Institutio Oratoria
Quintilian
Quintilian. Institutio Oratoria, Volume 1-4. Butler, Harold Edgeworth, translator. Cambridge, Mass; London: Harvard University Press, William Heinemann Ltd., 1920-1922.
That which I call the basis some style the constitution, others the question, and others again that which may be inferred from the question, while Theodorus calls it the most general head, κεφάλαιον γενικώτατον, to which everything must be referred. These different names, however, all mean the same thing, nor is it of the least importance to students by what special name things are called, as long as the thing itself is perfectly clear.
The Greeks call this essential basis στάσις, a name which they hold was not invented by Hermagoras, but according to some was introduced by Naucrates, the pupil of Isocrates, according to others by Zopyrus of Clazomenae, although Aeschines in his speech against Ctesiphon [*](§ 206.) seems to employ the word, when he asks the jury not to allow Demosthenes to be irrelevant but to keep him to the stasis or basis of the case.

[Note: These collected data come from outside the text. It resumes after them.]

PR #207, opened 2026-07-15
v1.4.43: Fix Windows path handling (WSL transcript + native PATH delimiter)

### LINKED ISSUE #193: wsl-windows-cc: model/token/cost collection silently fails — WSL collector can't read the Windows transcript_path
**Summary:** In the officially supported `wsl-windows-cc` setup (Windows Claude Code desktop + preflight installed inside WSL, hooks generated by `preflight install --windows-cc`), tool events arrive fine, but **token/model/cost collection never produces a single event**. The dashboard permanently shows `unknown` with no Eff. / Success / Avg $ under MODEL PERFORMANCE, and Cost per Outcome never populates. No error is surfaced anywhere, so the integration *looks* healthy.

**Root cause:** `collectTranscriptTokens()` in `dist/hooks/collector-script.js` prefers the hook payload's `transcript_path` verbatim. Windows Claude Code sends a Windows-format path (`C:\Users\<user>\.claude\projects\...\<session>.jsonl`), but the collector runs inside WSL, where Node's `statSync()` on that path throws ENOENT. The catch block silently ignores it ("transcript may not exist yet"), so every invocation bails before reading any usage data. The same file is perfectly readable at `/mnt/c/Users/<user>/...`.

The `getTranscriptPath(cwd, sessionId)` fallback is doubly broken for this platform:

- `cwd.replace(/\//g, '-')` is a no-op on a backslash-separated Windows `cwd`, so the derived project dir is garbage
- `homedir()` resolves to the **Linux** home (`/home/<user>/.claude`), not the Windows `%USERPROFILE%\.claude` where the transcripts actually live

Verified on 1.4.38 inside WSL:

```
$ node -e "fs.statSync('C:\Users\<user>\.claude\projects\<proj>\<session>.jsonl')"
# → ENOENT
$ ls /mnt/c/Users/<user>/.claude/projects/<proj>/<session>.jsonl
# → exists
```

**Impact:** every `wsl-windows-cc` user gets zero model/token/cost data (model shows as `unknown`, costs stay null). Tool pre/post events work normally, which masks the failure — the generated hook command (`wsl.exe -e "<path>/preflight-collector" pre-tool`) and the buffer pipeline are fine; only the transcript read is broken.

**Repro:**

1. Windows Claude Code (desktop), preflight installed in WSL via `preflight install --windows-cc`
2. Run any Claude Code session with tool calls
3. `buffer-<session>.jsonl` contains `mode:"pre"` / `mode:"post"` records but never a `mode:"token"` record; dashboard MODEL PERFORMANCE shows `unknown`

**Suggested fix:** in `collectTranscriptTokens()`, when running on Linux and the path matches `/^[A-Za-z]:[\/]/`, translate it to the WSL mount before `statSync` (`C:\foo\bar` → `/mnt/c/foo/bar`, i.e. what `wslpath` does). Applying the same translation to the `cwd`-based fallback (and pointing it at the Windows `.claude` home) would cover payloads without `transcript_path`. Doing this in the collector rather than in `generateHookEntries()` also covers hand-rolled hook commands. A once-only stderr warning on transcript-read failure (the file already has that pattern for transcript-pos write failures) would have made this diagnosable in seconds instead of requiring a source dive.

---

P.S. Since diagnosing this I've migrated to a Windows-native install (`platformTarget: native`), which sidesteps this entire class of cross-boundary path problems — so this should be my last report from a `wsl-windows-cc` environment 🙂

### LINKED ISSUE #205: Windows native: resolveBinaryPath() splits PATH on ':' — always null on win32, installer emits bare hook commands, falsely warns 'not on PATH', and platform switch never upgrades hooks
## Summary

`src/install/schedule.ts` `resolveBinaryPath()` splits `process.env.PATH` on a hard-coded `':'`:

```ts
const pathDirs = (process.env.PATH ?? '').split(':').filter(Boolean);
```

On Windows the PATH delimiter is `';'` and every entry contains a drive-letter colon (`C:\...`), so the split produces garbage fragments (`C`, `\Users\x;D`, …) and the function returns `null` on every native-Windows install.

## Impact (native Windows, non-WSL `preflight install`)

1. **False warning** — the installer always prints the "preflight is not on your PATH" warning (`printPathWarning()`), even when the npm global bin dir is on PATH and `preflight` works fine.
2. **Absolute-path protection silently lost** — `generateHookEntries()` / `generateMcpServerEntry()` fall back to bare `preflight-collector` / `preflight` commands instead of the intended absolute paths. This happens to work when Claude Code inherits a PATH containing the npm global bin dir, but breaks with per-shell version managers (nvm-windows switching, volta pinning) or when the desktop app is launched with a different environment — and it fails silently, since hook errors are swallowed.
3. It also affects anything else keying off `resolveBinaryPath()` (e.g. `verifyBinaryOnPath()`).

## Real-world consequence we hit: platform switch (WSL → native) never upgrades hooks

`mergeSettings()` has two branches: with a resolved `binPath` it removes stale NR entries and re-adds the current form ("re-install always upgrades"); with `binPath === null` it deliberately leaves any existing NR-matching entry untouched. Because `resolveBinaryPath()` is always null on win32, a native-Windows `preflight install` can never take the upgrade branch — so when migrating from a `wsl-windows-cc` install, the stale `wsl.exe -e ... preflight-collector pre-tool` hooks (which match `NR_HOOK_RE`) are silently preserved and the platform switch does not actually switch the hooks. The user is then pushed toward hand-editing settings.json (encouraged by the false "not on your PATH" warning), which is where unquoted-backslash mistakes happen.

## Verified behavior (Windows 11, Git Bash hooks, @newrelic/preflight 1.4.38)

Claude Code on native Windows executes hook commands via Git Bash, so the POSIX-escaping in `generateHookEntries()` is actually consistent — we confirmed all three generated forms run correctly under `bash -c`:

| hook command form | result |
|---|---|
| `preflight-collector pre-tool` (bare, current win32 output) | works (exit 0) |
| `"C:\\Users\\...\\preflight-collector" pre-tool` (escaped absolute, intended output) | works (exit 0) |
| unquoted `C:\Users\...\preflight-collector pre-tool` | **fails**: `bash: C:Users...: command not found` |

So the escaping design is fine; the bug is only that the absolute-path branch is unreachable on win32.

## Suggested fix

1. Split PATH with `path.delimiter` instead of `':'`.
2. On win32, also probe PATHEXT-style candidates (`preflight.cmd`, `preflight.ps1`, bare sh shim) since the npm shims carry extensions; `accessSync(X_OK)` is a no-op on Windows, so extension probing is the meaningful check.
3. Optional hardening: when embedding a win32 absolute path into a hook command, normalize to forward slashes (`p.replaceAll('\\', '/')`). Git Bash and the Win32 API both accept forward slashes, which removes the JSON→shell double-escaping hazard entirely and keeps the command readable in settings.json.

## Environment

- @newrelic/preflight 1.4.38 (same code on current `main`)
- Windows 11, native Claude Code (hooks executed via Git Bash)
- Node v22.x (native Windows npm global install)

chrisdhaan:
## Summary

- Fixed the `wsl-windows-cc` collector failing to read Windows-style transcript paths sent by desktop Claude Code, which silently dropped all token/model/cost collection for every WSL-hosted install.
- Fixed `resolveBinaryPath()` splitting `PATH` on `:` instead of the platform delimiter and never probing npm's `.cmd`/`.ps1` shim extensions, which always returned null on native Windows — causing a false "not on PATH" warning, loss of absolute hook-path resolution, and a stalled hook upgrade when switching from WSL to native Windows installs.

Fixes https://github.com/newrelic-experimental/preflight/issues/193
Fixes https://github.com/newrelic-experimental/preflight/issues/205

## Test plan

- [x] New regression tests for the WSL path translation and PATH-delimiter fixes
- [x] Full suite passing, lint clean
- [x] `package-lock.json` version synced to 1.4.43

### DIFF
--- a/CHANGELOG.md
+++ b/CHANGELOG.md
@@ -5,6 +5,13 @@ All notable changes to this project will be documented in this file.
 The format is based on [Keep a Changelog](https://keepachangelog.com/en/1.1.0/),
 and this project adheres to [Semantic Versioning](https://semver.org/spec/v2.0.0.html).
 
+## [1.4.43] - 2026-07-14
+
+### Fixed
+
+- Fixed the WSL-hosted collector failing to read Windows-style transcript paths sent by desktop Claude Code, which silently dropped all token/model/cost collection for `wsl-windows-cc` installs.
+- Fixed `resolveBinaryPath()` splitting `PATH` on `:` instead of the platform delimiter and never probing npm's `.cmd`/`.ps1` shim extensions, which always returned null on native Windows — causing a false "not on PATH" warning, loss of absolute hook-path resolution, and a stalled hook upgrade when switching from WSL to native Windows installs.
+
 ## [1.4.42] - 2026-07-14
 
 ### Added
--- a/package-lock.json
+++ b/package-lock.json
@@ -1,12 +1,12 @@
 {
   "name": "@newrelic/preflight",
-  "version": "1.4.42",
+  "version": "1.4.43",
   "lockfileVersion": 3,
   "requires": true,
   "packages": {
     "": {
       "name": "@newrelic/preflight",
-      "version": "1.4.42",
+      "version": "1.4.43",
       "license": "Apache-2.0",
       "dependencies": {
         "@modelcontextprotocol/sdk": "^1.29.0",
--- a/package.json
+++ b/package.json
@@ -1,6 +1,6 @@
 {
   "name": "@newrelic/preflight",
-  "version": "1.4.42",
+  "version": "1.4.43",
   "type": "module",
   "license": "Apache-2.0",
   "private": false,
--- a/src/hooks/collector-script.test.ts
+++ b/src/hooks/collector-script.test.ts
@@ -13,6 +13,7 @@ import {
   collectTranscriptTokens,
   readLastAssistantUsage,
   getTranscriptPath,
+  translateWslPath,
   getBufferPath,
   writePpidBreadcrumb,
   getLinuxAncestorPids,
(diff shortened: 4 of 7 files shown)


corinnekunze:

The term seems to be derived from the fact that it is on it that the first collision between the parties to the dispute takes place, or that it forms the basis or standing of the whole case. So much for the origin of the name. Now for its nature. Some have defined the basis as being the first conflict of the causes. The idea is correct, but the expression is faulty.
For the essential basis is not the first conflict, which we may represent by the clauses
You did such and such a thingand
I did not do it.It is rather the kind of question which arises from the first conflict,
You did it,
I did not,
Did he do it?,or
You did this,
I did not do this,
What did he do?It is clear from these examples, that the first sort of question depends on conjecture, the second on definition, and that the contending parties rest their respective cases on these points: the bases of these questions will therefore be of a conjectural or definitive character respectively.
Suppose it should be asserted that sound is the conflict between two bodies, the statement would in my opinion be erroneous. For sound is not the actual conflict, but a result of the conflict. The error is, however, of small importance: for the sense is clear, whatever the expression. But this trivial mistake has given rise to a very serious error in the minds of those who have not understood what was meant: for on reading that the essential basis was the first conflict, they immediately concluded that the basis was always to be taken from the first question, which is a grave mistake.